(Collection entries)
PR #315, opened 2020-09-07
Fix errors when hash keys are provided as strings

### LINKED ISSUE #296: Nested optional params schemas don't accept string keys.
When there's an optional hash/schema value for a params key, the expectation is that the nested hash's keys are symbols. Going by @solnic's comments in [this discussion](https://discourse.dry-rb.org/t/matching-optional-params-schema-against-a-nested-schema/1069/5), it sounds like a bug (and with my limited knowledge, I agree - especially given params data via HTTP requests is always going to be strings).

```ruby
require "dry/schema"

inner_schema = Dry::Schema.Params do
  required(:path).filled(:string)
end

outer_schema = Dry::Schema.Params do
  required(:foo).maybe(:hash, inner_schema)
end

# This works as expected
puts outer_schema.("foo" => {path: "bar"}).inspect
# => #<Dry::Schema::Result{:foo=>{:path=>"bar"}} errors={}>

# This fails :(
puts outer_schema.("foo" => {"path" => "bar"}).inspect
# => #<Dry::Schema::Result{:foo=>{"path"=>"bar"}} errors={:foo=>{:path=>["is missing"]}}>
```

From some quick testing, this only appears to be a bug for optional values (`maybe`). Using `hash(inner_schema)` and `filled(inner_schema)` both return no validation errors for both symbol and string keys.

My testing for this has been on macOS with MRI 2.6.6, I've not attempted it in production on Linux, but I doubt it's environment-specific.

### LINKED ISSUE #306: Composed schema incorrectly handle nested schemas
**Describe the bug**

It appears when using an `or`ed schema in an array, schemas nested below that will not pass validation when they should.

**To Reproduce**

```ruby
require "dry/validation"

ScaleOptionsSchema = Dry::Schema.Params do
  required(:value)
  required(:text).filled(:string)
end

ScaleSchema = Dry::Schema.Params do
  required(:type).filled(eql?: "scale")
  required(:id).filled(:string)
  required(:options)
    .value(:array, min_size?: 1)
    .each(:hash, ScaleOptionsSchema)
end

QuestionSchema = Dry::Schema.Params do
  required(:type).filled(eql?: "question")
  required(:id).filled(:string)
  required(:text).filled(:string)
end

Schema = Dry::Schema.Params do
  required(:definitions)
    .value(:array, min_size?: 1)
    .each(:hash, ScaleSchema | QuestionSchema)
end

valid_hash = {
  "definitions" => [
    {
      "type" => "scale",
      "id" => "1",
      "options" => [
        {
          "text" => "No",
          "value" => 1,
        },
        {
          "text" => "Yes",
          "value" => 2,
        },
      ],
    },
    {
      "id" => "2",
      "type" => "question",
      "text" => "hello",
    },
  ],
}

validator = Schema.call(valid_hash)
puts validator.success?
puts validator.errors.to_h.inspect # contains errors
```

**Expected behavior**

Expected no errors to be be found by the validator. This may not work until 2.0 based on the experimental nature of composing schemas (https://dry-rb.org/gems/dry-schema/1.5/advanced/composing-schemas/).

**Your environment**

- Ruby version: 2.6.5
- OS: Mac OS X 10.15.6

tadeusz-niemiec:
Closes #296.

### DIFF
--- a/spec/integration/schema/or_spec.rb
+++ b/spec/integration/schema/or_spec.rb
@@ -86,4 +86,29 @@ RSpec.describe Dry::Schema, "OR messages" do
       expect(schema.(foo: {bar: ""}).errors).to eql(foo: {bar: ["must be filled"]})
     end
   end
+
+  context "with two schemas" do
+    name_schema = Dry::Schema.define do
+      required(:name).filled(:string)
+    end
+
+    nickname_schema = Dry::Schema.define do
+      required(:nickname).filled(:string)
+    end
+
+    subject(:schema) do
+      Dry::Schema.define do
+        required(:user) { name_schema | nickname_schema }
+      end
+    end
+
+    it "returns success for valid input" do
+      expect(schema.(user: {name: "John"})).to be_success
+      expect(schema.(user: {nickname: "John"})).to be_success
+    end
+
+    it "provides error messages for invalid input where both sides failed" do
+      expect(schema.(user: {}).errors.to_h).to eql(user: {or: [{name: ["is missing"]}, {nickname: ["is missing"]}]})
+    end
+  end
 end
--- a/lib/dry/schema/macros/value.rb
+++ b/lib/dry/schema/macros/value.rb
@@ -28,10 +28,14 @@ module Dry
 
             import_steps(schema)
 
-            type(updated_type) unless custom_type? && !current_type.respond_to?(:of)
+            if !custom_type? || array_type?(current_type) || hash_type?(current_type)
+              type(updated_type)
+            elsif maybe_type?(current_type)
+              type(updated_type.optional)
+            end
           end
 
-          trace_opts = opts.reject { |key, _| key == :type_spec || key == :type_rule }
+          trace_opts = opts.reject { |key, _| %i[type_spec type_rule].include?(key) }
 
           if (type_rule = opts[:type_rule])
             trace.append(type_rule).evaluate(*predicates, **trace_opts)
@@ -62,8 +66,14 @@ module Dry
           primitive_inferrer[type].eql?([::Array])
         end
 
+        # @api private
         def hash_type?(type)
           primitive_inferrer[type].eql?([::Hash])
+        end
+
+        # @api private
+        def maybe_type?(type)
+          type.meta[:maybe].equal?(true)
         end
 
         # @api private
--- a/spec/integration/params/macros/maybe_spec.rb
+++ b/spec/integration/params/macros/maybe_spec.rb
@@ -77,4 +77,30 @@ RSpec.describe "Params / Macros / maybe" do
       expect(schema.(song: nil)).to be_success
     end
   end
+
+  context "with a nested schema" do
+    inner_schema = Dry::Schema.Params do
+      required(:name).filled(:string)
+    end
+
+    schema = Dry::Schema.Params do
+      required(:user).maybe(:hash, inner_schema)
+    end
+
+    it "passes when valid" do
+      expect(schema.("user" => {name: "John"})).to be_success
+    end
+
+    it "passes when valid and keys are strings" do
+      expect(schema.("user" => {"name" => "John"})).to be_success
+    end
+
+    it "fails when not valid" do
+      expect(schema.("user" => {"name" => 1}).errors.to_h).to eq(user: {name: ["must be a string"]})
+    end
+
+    it "passes when optional argument is missing" do
+      expect(schema.("user" => nil)).to be_success
+    end
+  end
 end
--- a/spec/integration/schema/macros/maybe_spec.rb
+++ b/spec/integration/schema/macros/maybe_spec.rb
@@ -139,4 +139,40 @@ RSpec.describe "Macros #maybe" do
       expect(schema.(song: nil)).to be_success
     end
   end
+
+  context "with a nested schema" do
+    inner_schema = Dry::Schema.define do
+      required(:name).filled(:string)
+    end
+
+    schema = Dry::Schema.define do
+      required(:user).maybe(:hash, inner_schema)
+    end
+
+    it "passes when valid" do
+      expect(schema.(user: {name: "John"})).to be_success
+    end
+
+    it "fails when not valid" do
+      expect(schema.(user: {name: 1}).errors.to_h).to eq(user: {name: ["must be a string"]})
+    end
+  end
+
+  context "with an array with nested schema" do
+    inner_schema = Dry::Schema.define do
+      required(:name).filled(:string)
+    end
+
+    schema = Dry::Schema.define do
+      required(:users).maybe(:array).each(inner_schema)
+    end
+
+    it "passes when valid" do
+      expect(schema.(users: [{name: "John"}])).to be_success
+    end
+
+    it "fails when not valid" do
+      expect(schema.(users: [{name: 1}]).errors.to_h).to eq(users: {0 => {name: ["must be a string"]}})
+    end
+  end
 end


lib/dry/schema/rule_applier.rb
```diff
@@ -32,7 +32,7 @@ def call(input)
         rules.each do |name, rule|
           next if input.error?(name)
 
-          result = rule.(input.to_h)
+          result = rule.(deep_symbolize_hash(input.to_h))
```
solnic, line 35: keys are meant to be coerced by the key map object, this is a separate step so here we expect the hash to already have symbol keys

lib/dry/schema/key.rb
```diff
@@ -46,6 +46,8 @@ def read(source)
           yield(source[name])
         elsif source.key?(coerced_name)
           yield(source[coerced_name])
+        elsif source.key?(name.to_s)
+          yield(source[name.to_s])
```
solnic, line 50: Why is this needed?

solnic (changes requested):
I don't entirely understand what the culprit is but this must be fixed at the key map level somehow :/

lib/dry/schema/key.rb
tadeusz-niemiec: This was a big fail, because I was testing a non-params schema by an accident, so all of my tests were failing when I passed any string key :facepalm:  

I'm currently refactoring it.

spec/integration/schema/or_spec.rb
```diff
@@ -86,4 +86,29 @@
       expect(schema.(foo: {bar: ""}).errors).to eql(foo: {bar: ["must be filled"]})
     end
   end
+
+  context "with two schemas" do
```
tadeusz-niemiec, line 90: This is not really related to this change, but I added a missing test case

tadeusz-niemiec:
> Codacy Here is an overview of what got changed by this pull request:
> 
> ```diff
> Clones added
> ============
> - spec/integration/schema/or_spec.rb  1
> - spec/integration/params/or_spec.rb  1
>          
> ```
> 
> See the complete overview on [Codacy](https://app.codacy.com/gh/dry-rb/dry-schema/pullRequest?prid=6138213&bid=20069217)

Ok, I actually copied the schema test case to test params schema and changed provided inputs to hashes with strings, should I remove/update it?

spec/integration/params/or_spec.rb
```diff
@@ -0,0 +1,140 @@
...
+    it "provides OR message for invalid input where both sides failed" do
+      expect(schema.("foo" => []).errors).to eql(foo: ["must be a string or must be a hash"])
+    end
+
+    it "provides error messages for invalid input where right side rules failed" do
+      expect(schema.("foo" => {"bar" => ""}).errors).to eql(foo: {bar: ["must be filled"]})
+    end
+  end
+
+  context "with two schemas" do
```
tadeusz-niemiec, line 90: test which were failing without my changes start here

lib/dry/schema/key.rb
```diff
@@ -51,7 +51,7 @@ def read(source)
 
       # @api private
       def write(source, target)
-        read(source) { |value| target[coerced_name] = value }
+        read(source) { |value| target[coerced_name] = deep_symbolize_value(value) }
```
solnic, line 54: I'm sorry but I didn't explain things fully! The KeyMap is explicit, in the sense that it is built based on keys defined by a schema, and it uses the keys it knows about to sanitize an input hash. The whole point of this object is to sanitize a hash explicitly, rather than blindly coercing all the keys.

The problem here is that when a macro is used with `:hash` provided as the type and an external schema as the second arg, ie `value(:hash, SomeSchema)` then `SomeSchema` is not used to extend current's schema types, and key map *is built from types* so we end up with a key map that doesn't include `SomeSchema` keys.

Here's a fix that will probably make all your specs pass:

```diff
diff --git lib/dry/schema/macros/value.rb lib/dry/schema/macros/value.rb
index 905fd8c..665fba8 100644
--- lib/dry/schema/macros/value.rb
+++ lib/dry/schema/macros/value.rb
@@ -28,7 +28,9 @@ module Dry
 
             import_steps(schema)
 
-            type(updated_type) unless custom_type? && !current_type.respond_to?(:of)
+            if !custom_type? || array_type?(current_type) || hash_type?(current_type)
+              type(updated_type)
+            end
           end
 
           trace_opts = opts.reject { |key, _| key == :type_spec || key == :type_rule }
```

solnic (changes requested):

lib/dry/schema/key.rb
solnic: Correction: the above diff will fix only #296 

In case of #315 it's a bit more tricky as composed schemas are represented as dry logic operations, so we need a way to extract schema types from those in `Macros::Each#value`.

tadeusz-niemiec: Now I got it, thanks! 

I tried to implement your solution and it actually required one more change here:

```ruby
def hash_type?(type)
  primitive_inferrer[type].eql?([::Hash])
end
```

to:

```ruby
def hash_type?(type)
   primitive_inferrer[type].include?(::Hash)
end
```
The reason here is that `primitive_inferrer[current_type]` actually returns `[NilClass, Hash]`, instead of `[Hash]`
The above solution solves all problems with #296 and didn't break anything new, but I guess that the `updated_type` should be assigned only the proper side of `"NilClass | Hash"`, do I get it right?

Almost identical case happens with a schema nested under an array, like this:

```ruby
    inner_schema = Dry::Schema.define do
    end

      required(:users).maybe(:array).each(inner_schema)
    end

   schema.(users: [{name: "John"}]).errors.to_h
   >> {:users=>{0=>{:name=>["is missing"]}}}
```
and this fails for the similar reason, because `primitive_inferrer[current_type]` returns `[NilClass, Array]`, but this case is more tricky, since there is the whole `build_array_type` method.

Do you have any tips about these?

solnic: @tadeusz-niemiec ah great findings! In case of `maybe` I think we should enforce a maybe type at the `Macros::Maybe#call` level. It could check if the type that was set is already a maybe type, and if it's not - then override it via `type(current_type.optional)`. You could add a helper method to `Macros::Value` too called `maybe_type?` that would simply do `current_type.meta[:maybe].equal?(true)` and use that.

Makes sense?

tadeusz-niemiec: Makes sense and even works! ;)

So, the  #296 is fixed, but there are still problems with: 

1. An optional array with a nested schema (Honestly I don't have a good idea here and what's more - I can't test it properly, because there is a bug, which causes the optional array validation to fail when a `nil` is passed instead of an Array, like this: 

```ruby
     inner_schema = Dry::Schema.define do
    end

      required(:users).maybe(:array).each(inner_schema)
    end

   schema.(users: nil)
   >> NoMethodError: undefined method `map' for nil:NilClass
```

2.  A schema with composed two params schemas using OR (basically the #306)

To sum up - this PR is ready to be merged and it solves #296, but I also found a new issue (1st point) and the #306 is still unsolved. I can open a new issue if you'd like to.

solnic (approved):

lib/dry/schema/key.rb
solnic: @tadeusz-niemiec thanks for the hard work and sticking with me here :) Could you report an issue about the 1st point?

Re the second point, this is a somewhat difficult problem to solve. Composed schemas (using `OR`) mean that you may have either one set of keys or another in the input. This means `KeyMap` would have to be extended with the ability to check if a given set of keys exist and coerce that.

pat:
Thanks for this fix :)

Issue #317, opened 2020-10-06
`#error?(path)` doesn't seem to work correctly


pigats:
**Describe the bug**

`#error?(path)` doesn't seem to work correctly with nested validations

**To Reproduce**

```ruby
require "dry-schema"
require "json"
require "rspec"

class Schema
  BlockItem = Dry::Schema.JSON do
    optional(:payload).filled(:hash)
  end

  Item = Dry::Schema.JSON do
    required(:i18n).array(:hash) do
      required(:blocks).array(BlockItem)
    end
  end

  Items = Dry::Schema.JSON do
    required(:items).array(Item)
  end
end

payload = JSON.parse(
<<~JSON
  {
    "items": [
      {
        "i18n": [
          {
            "blocks": [
              {
                "payload": {
                  "key": "value"
                }
              },
              {
                "payload": {}
              }
            ]
          }
        ]
      },
      {
        "i18n": [
          {
            "blocks": [
              {
                "payload": {
                  "key": "value"
                }
              }
            ]
          }
        ]
      }
    ]
  }
JSON
)

RSpec.describe("#error?(path)") do
  it "is true, false" do
    result = Schema::Items.(payload)
    expect(result.error?([:items, 0])).to be true
    expect(result.error?([:items, 1])).to be false
  end
end
```

**Expected behavior**

`result.error?([:items, 1])` should be `false`, as the second item is valid.

**Notes**

Please note that changing the position of the invalid block affects the result - it seems the index passed to `#error?([:items, index])` is checking the block position rather than the item position - eg. with
 
```json
 {
    "items": [
      {
        "i18n": [
          {
            "blocks": [
              {
                "payload": {
                  "key": "value"
                }
              },              
              {
                "payload": {
                  "key": "value"
                }
              },
              {
                "payload": {}
              }
            ]
          }
        ]
      },
      {
        "i18n": [
          {
            "blocks": [
              {
                "payload": {
                  "key": "value"
                }
              }
            ]
          }
        ]
      }
    ]
  }
```

`result.error?([:items, 1])` is `false` and `result.error?([:items, 2])` is `true`, although there’s no 3rd item in the `items` array.

**Your environment**

- Affects my production application: Yes
- Ruby version:  2.6.5p114
- OS: CentOS Linux release 7.4.1708
- dry-schema: 1.5.4

solnic:
@pigats thanks for the detailed report Andrea <3 I'll fix it later today and push a release.

[...]

PR #319, opened 2020-10-08
Fix Result#error? when both sides include common parent array item

solnic:
Refs #317

### DIFF
--- a/lib/dry/schema/path.rb
+++ b/lib/dry/schema/path.rb
@@ -90,15 +90,29 @@ module Dry
         keys.index(key)
       end
 
+      def without_index
+        self.class.new([*to_a[0..-2]])
+      end
+
       # @api private
+      #
+      # rubocop:disable Metrics/PerceivedComplexity
       def include?(other)
         return false unless same_root?(other)
         return last.equal?(other.last) if index? && other.index?
-        return self.class.new([*to_a[0..-2]]).include?(other) if index?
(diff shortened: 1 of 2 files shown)


lib/dry/schema/path.rb
```diff
@@ -90,15 +90,29 @@ def index(key)
...
-        return false if !index? && other.index?
+        return without_index.include?(other) if index?
+
+        if !index? && other.index?
+          path = key_matches(other, :select)
+
+          return false unless path.size > 1
+
+          self.class.new(path).include?(other)
+        end
```
flash-gordon, line 111: Equivalent to this code
```ruby
      def include?(other)
        return false unless same_root?(other)
        return last.equal?(other.last) if index? && other.index?
        return without_index.include?(other) if index?
        return false if other.index? && key_matches(other, :select).size < 2

        self >= other && !other.key_matches(self).include?(nil)
      end
```
But I would prefer a form without `return`:
```ruby
      def include?(other)
        if !same_root?(other)
          false
        elsif index?
          if other.index?
            last.equal?(other.last)
          else
            without_index.include?(other)
          end
        elsif other.index? && key_matches(other, :select).size < 2
          false
        else
          self >= other && !other.key_matches(self).include?(nil)
        end
      end
```
because the latter doesn't have duplicated checks (see calls of `index?`) and IMHO a bit less prone to error

PR #332, opened 2020-11-13
Improve error message for attr? predicate

tylerhunt:
Changes the error message for the `attr?` predicate from:

```ruby
"is missing"
```
 to:
```ruby
"must respond to %{name}"
```

### DIFF
--- a/config/errors.yml
+++ b/config/errors.yml
@@ -67,7 +67,7 @@ en:
 
       key?: "is missing"
 
-      attr?: "is missing"
+      attr?: "must respond to %{name}"
 
       lt?: "must be less than %{num}"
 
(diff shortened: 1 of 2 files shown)


esparta:
Even though the message is more accurate, IMO it's a breaking change because the users may be expecting this previous specific error message on their own tests.

solnic:
actually, this predicate shouldn't exist anymore. I forgot to remove it prior 1.0.0 release. Geez 🤦

tylerhunt:
@solnic Hmm, how should this be handled instead? What was the deciding factor in choosing which predicates would be included?

solnic:
@tylerhunt `attr?` was added back in dry-validation 0.x era when we still thought that validating objects could be a use case that dry-validation should support. This has changed and now both dry-validation and dry-schema are meant to validation data only, that is, objects that represent data. The interface for accessing the values is `#[]`, checking method names, aka attributes, is not a feature we want to support because it's against the philosophy both libraries promote.

I'm sorry for this but I'll close this PR and make a note that this predicate and everything related should be removed in 2.0.0.

PR #337, opened 2020-12-27
Add specs using fallbacks

flash-gordon:
This is based on https://github.com/dry-rb/dry-types/pull/410 and https://github.com/dry-rb/dry-types/pull/411 It looks like the initial plan played out quite well but I'll be making more tests today (next step is dry-struct).


pyromaniac (commented):
I just love it!

PR #341, opened 2021-01-22
Use Messages#[] to translate unexpected keys

robhanlon22:
[changelog]

version: unreleased
fixed: "Messages#[] handles meta/no meta cases more gracefully and has better interoperability with the I18n backend. This brings MessageCompiler#visit_unexpected_key up to parity with MessageCompiler#visit_predicate. Uses visit_predicate as basis for visit_unexpected_key. (@robhanlon22)"


robhanlon22:
This is an empty PR to update the change log.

■ Your instructions: Looking at the records above, state the number of lines where the word "solves" occurs, and write nothing beyond it.

■ Result for this exercise: 2